__What is needed__
Print the lines of the data, starting with the first, up to and including the line where "PR #637, opened 2025-06-25" appears.

Start of Dataset extract

PR #636, opened 2025-06-09
Use firedrake-vanilla-default container for docs build

connorjward:
The docdeps container was accidentally reintroduced in https://github.com/firedrakeproject/gusto/commit/0992440f051dcce6497677e289b1fe15bf3cbf23.


connorjward:
Great thanks!

PR #637, opened 2025-06-25
Fixes for new interpolate behaviour

leo-collins:
Firedrake is in the process of moving interpolation behaviour from `firedrake.__future__` into Firedrake main (pull request [#4346](https://github.com/firedrakeproject/firedrake/pull/4346)). There were still some lingering uses of the old `Interpolator` in gusto which were flagged in our smoke tests. This PR fixes that so all interpolation is done with the new symbolic operator. 

Once [#4346](https://github.com/firedrakeproject/firedrake/pull/4346) is merged, all `from firedrake.__future__ import interpolate` can be removed.


gusto/physics/boundary_and_turbulence.py
```diff
@@ -141,7 +142,9 @@ def __init__(self, equation, T_surface_expr, vapour_name=None,
                 dmv_expr = surface_expr * (mv_np1_expr - m_v) / self.dt
                 source_mv_expr = test_m_v * self.source_mv * dx
 
-                self.source_interpolators.append(Interpolator(dmv_expr, self.source_mv_int))
+                self.source_interpolators.append(
+                    lambda expr=dmv_expr: assemble(interpolate(dmv_expr, self.source_theta_vd_int), tensor=self.source_mv_int)
```
connorjward, line 146:
```suggestion
                    lambda: assemble(interpolate(dmv_expr, self.source_theta_vd_int), tensor=self.source_mv_int)
```
?

gusto/recovery/recovery.py
```diff
@@ -272,7 +272,9 @@ def __init__(self, x_in, x_out, method='interpolate', boundary_method=None):
                     # so need to extract component and restore it after the boundary recovery is done
                     for i in range(V_out.value_size):
                         x_out_scalars.append(Function(CG1))
-                        self.interpolate_to_scalars.append(Interpolator(self.x_out[i], x_out_scalars[i]))
+                        self.interpolate_to_scalars.append(
+                            lambda i=i: assemble(interpolate(self.x_out[i], CG1), tensor=x_out_scalars[i])
```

End of Dataset extract

__Response below__
PR #636, opened 2025-06-09
Use firedrake-vanilla-default container for docs build

connorjward:
The docdeps container was accidentally reintroduced in https://github.com/firedrakeproject/gusto/commit/0992440f051dcce6497677e289b1fe15bf3cbf23.


connorjward:
Great thanks!

PR #637, opened 2025-06-25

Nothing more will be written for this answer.